We sat. There was no mistaking the tall, sharp-featured Blackfoot woman in the gray suit. Every pundit agreed that she was the single toughest and most interesting personality in the Cohen administration, and the four U.S. Marines in combat garb standing in the shadows behind her only added to her already imposing sense of authority. The three of us sat, Gary closest to the dark window wall across from Secretary Bright Moon, Paul next to him, and me farthest away from the action. It was our usual climbing pattern.

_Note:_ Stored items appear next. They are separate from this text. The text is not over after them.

PR #5008, opened 2022-12-12
fix: `ibis.connect` always returns a backend

jcrist:
Previously `ibis.connect` would return a `Table` object when calling `connect` on a parquet/csv file. This now returns a backend containing a single table created from that file. This fixes an inconsistency with the current interface, where the return type depended on the value of the connection string, making it hard to type check. When possible users may use `ibis.read` instead to read files into ibis tables.

I went with a clean break here rather than a deprecation because:

- This feature hasn't been out that long anyway, I doubt a breaking change now will affect that many users
- 4.0 has other breaking changes

Happy to move to a deprecation if needed.

### DIFF
--- a/ibis/backends/base/__init__.py
+++ b/ibis/backends/base/__init__.py
@@ -763,10 +763,6 @@ def connect(resource: Path | str, **kwargs: Any) -> BaseBackend:
 
     Examples
     --------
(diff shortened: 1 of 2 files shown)


gforsyth (approved):
Yeah, I think the consistency here is a good thing.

On the expensive teak table in front of Secretary Bright Moon were three blue dossiers. I couldn’t read the tabs on them, but I had little doubt about their contents: Dossier #1, Gary Sheridan, 49, semiretired, former CEO of SherPath International, multiple addresses around the world, made his first millions at age seventeen during the long lost and rarely lamented dot-com gold rush of yore, divorced (four times), a man of many passions, the greatest of which was mountain climbing; Dossier #2, Paul Ando Hiraga, 28, ski bum, professional guide, one of the world’s best rock-and-ice climbers, unmarried; Dossier #3, Jake Richard Pettigrew, 36, Boulder, Colorado, married, three children, high school math teacher, a good-to-average climber with only two 8,000-meter peaks bagged, both thanks to Gary and Paul, who invited him to join them on international climbs for the six previous years. Mr. Pettigrew still cannot believe his good luck at having a friend and patron bankroll his climbs, especially when both Gary and Paul were far better climbers with much more experience. But perhaps the dossiers told of how Jake, Paul, and Gary had become close friends as well as climbing partners over the past few years, friends who trusted each other to the point of trespassing on the Himalaya Preserve just to get acclimated for the climb of their lives.
Or perhaps the blue folders were just some State Department busywork that had nothing to do with us.
“What’s the idea of hauling us up here?” asked Gary, his voice controlled but tight. Very tight. “If the Hong Kong Syndicate wants t
o throw us in the slammer, fine, but you and the UN can’t just drag us somewhere against our will. We’re still U.S. citizens…”
“U.S. citizens who have broken HK Syndicate Preserve rules and UN World Historical Site laws,” snapped Secretary Bright Moon.
“We have a valid permit…” began Gary again. His forehead looked very red just below the line of his cropped, white hair.
“To climb K2, commencing three days from now,” said the Secretary of State. “Your climbing team won the HK lottery. We know. But that permit does not allow you to enter or overfly the Himalaya Preserve, nor to trespass on Mt. Everest.”
Paul glanced at me. I shook my head. I had no idea what was going on. We could have stolen Mt. Everest and it wouldn’t have brought Secretary Betty Willard Bright Moon flying around the world to sit in this darkened revolving restaurant just to slap our wrists.
Gary shrugged and sat back. “So what do you want?”
Secretary Bright Moon opened the closest blue dossier and slid a photo across the polished teak toward us. We huddled to look at it.
“A bug?” said Gary.
“They prefer ‘Listener,’” said the Secretary of State. “But mantispid will do.”
“What do the bugs have to do with us?” said Gary.
“This particular bug wants to climb K2 with you in three days,” said Secretary Bright Moon. “And the government of the United States of America in cooperation with the Listener Liaison and Cooperation Council of the United Nations fully intend to have him…or her…do so.”
Paul’s jaw dropped. Gary clasped his hands behind his head and laughed. I just stared. Somehow I found my voice first.
“That’s impossible,” I said.
Secretary Betty Willard Bright Moon turned her flat, dark-eyed gaze on me. “Why?”
Normally the combination of that woman’s personality, her position, and those eyes would have stopped me cold, but this was too absurd to ignore. I just held out my hands, palms upward. Some things are too obvious to explain. “The bugs have six legs,” I said at last. “They look like they can hardly walk. We’re climbing the second tallest mountain on Earth. And the most savage.”